━━━ Data records
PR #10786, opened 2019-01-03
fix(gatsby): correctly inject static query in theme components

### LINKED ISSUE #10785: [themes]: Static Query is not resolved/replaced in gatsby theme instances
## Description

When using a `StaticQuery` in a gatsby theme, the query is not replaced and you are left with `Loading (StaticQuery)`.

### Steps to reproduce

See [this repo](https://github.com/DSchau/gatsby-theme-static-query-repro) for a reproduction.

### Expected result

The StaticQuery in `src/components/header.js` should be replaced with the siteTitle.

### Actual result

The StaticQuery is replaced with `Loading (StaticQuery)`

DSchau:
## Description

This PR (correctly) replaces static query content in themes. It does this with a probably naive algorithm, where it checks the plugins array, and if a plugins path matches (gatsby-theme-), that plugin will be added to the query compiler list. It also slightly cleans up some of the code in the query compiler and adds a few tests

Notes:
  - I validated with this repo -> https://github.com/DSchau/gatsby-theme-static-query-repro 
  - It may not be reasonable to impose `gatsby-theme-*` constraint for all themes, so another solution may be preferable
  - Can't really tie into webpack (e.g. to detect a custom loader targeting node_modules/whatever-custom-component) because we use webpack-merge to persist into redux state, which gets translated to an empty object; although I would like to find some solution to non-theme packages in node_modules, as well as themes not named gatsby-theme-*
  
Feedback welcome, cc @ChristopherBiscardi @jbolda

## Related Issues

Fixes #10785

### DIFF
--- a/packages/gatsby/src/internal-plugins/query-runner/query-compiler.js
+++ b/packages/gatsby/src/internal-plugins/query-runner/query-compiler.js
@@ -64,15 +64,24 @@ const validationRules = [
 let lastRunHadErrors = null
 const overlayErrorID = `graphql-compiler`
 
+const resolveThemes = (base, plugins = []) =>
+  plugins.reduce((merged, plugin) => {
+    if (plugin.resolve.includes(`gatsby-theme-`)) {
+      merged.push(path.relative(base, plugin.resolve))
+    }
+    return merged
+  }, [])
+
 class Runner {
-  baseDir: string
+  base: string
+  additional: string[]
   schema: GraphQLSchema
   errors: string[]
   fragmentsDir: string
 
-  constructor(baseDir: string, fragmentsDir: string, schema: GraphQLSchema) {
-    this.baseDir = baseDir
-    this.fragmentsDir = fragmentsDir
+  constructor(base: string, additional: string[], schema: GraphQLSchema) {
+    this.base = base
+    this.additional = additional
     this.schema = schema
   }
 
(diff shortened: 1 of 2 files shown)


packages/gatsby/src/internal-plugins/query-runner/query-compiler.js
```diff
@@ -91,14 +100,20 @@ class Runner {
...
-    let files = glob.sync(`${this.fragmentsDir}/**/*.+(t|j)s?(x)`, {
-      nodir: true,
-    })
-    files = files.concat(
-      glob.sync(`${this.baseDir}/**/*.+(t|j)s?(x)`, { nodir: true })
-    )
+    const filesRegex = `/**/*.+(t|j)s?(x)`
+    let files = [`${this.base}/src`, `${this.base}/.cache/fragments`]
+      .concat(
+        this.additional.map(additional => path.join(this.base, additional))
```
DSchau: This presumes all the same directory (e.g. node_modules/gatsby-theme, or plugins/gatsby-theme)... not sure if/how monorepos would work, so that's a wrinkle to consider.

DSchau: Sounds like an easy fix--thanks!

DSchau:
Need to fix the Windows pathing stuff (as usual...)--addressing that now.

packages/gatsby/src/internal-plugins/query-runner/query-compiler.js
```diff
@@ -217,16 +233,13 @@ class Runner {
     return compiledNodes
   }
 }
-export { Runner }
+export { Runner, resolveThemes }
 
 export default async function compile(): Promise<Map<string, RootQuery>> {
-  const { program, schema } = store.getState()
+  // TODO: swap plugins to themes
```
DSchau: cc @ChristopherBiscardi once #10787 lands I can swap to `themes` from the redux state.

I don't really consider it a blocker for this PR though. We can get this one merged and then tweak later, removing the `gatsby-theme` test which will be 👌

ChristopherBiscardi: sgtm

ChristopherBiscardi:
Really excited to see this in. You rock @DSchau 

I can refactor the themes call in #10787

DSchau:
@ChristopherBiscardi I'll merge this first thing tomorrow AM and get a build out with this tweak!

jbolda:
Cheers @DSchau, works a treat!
━━━━━━
Your task. Every line above from the line with "### Steps to reproduce" to the line with "plugins.reduce((merged, plugin) =>" is wanted, ends included; write them out exactly and add no other line.

Output for this task.
### Steps to reproduce

See [this repo](https://github.com/DSchau/gatsby-theme-static-query-repro) for a reproduction.

### Expected result

The StaticQuery in `src/components/header.js` should be replaced with the siteTitle.

### Actual result

The StaticQuery is replaced with `Loading (StaticQuery)`

DSchau:
## Description

This PR (correctly) replaces static query content in themes. It does this with a probably naive algorithm, where it checks the plugins array, and if a plugins path matches (gatsby-theme-), that plugin will be added to the query compiler list. It also slightly cleans up some of the code in the query compiler and adds a few tests

Notes:
  - I validated with this repo -> https://github.com/DSchau/gatsby-theme-static-query-repro 
  - It may not be reasonable to impose `gatsby-theme-*` constraint for all themes, so another solution may be preferable
  - Can't really tie into webpack (e.g. to detect a custom loader targeting node_modules/whatever-custom-component) because we use webpack-merge to persist into redux state, which gets translated to an empty object; although I would like to find some solution to non-theme packages in node_modules, as well as themes not named gatsby-theme-*
  
Feedback welcome, cc @ChristopherBiscardi @jbolda

## Related Issues

Fixes #10785

### DIFF
--- a/packages/gatsby/src/internal-plugins/query-runner/query-compiler.js
+++ b/packages/gatsby/src/internal-plugins/query-runner/query-compiler.js
@@ -64,15 +64,24 @@ const validationRules = [
 let lastRunHadErrors = null
 const overlayErrorID = `graphql-compiler`
 
+const resolveThemes = (base, plugins = []) =>
+  plugins.reduce((merged, plugin) => {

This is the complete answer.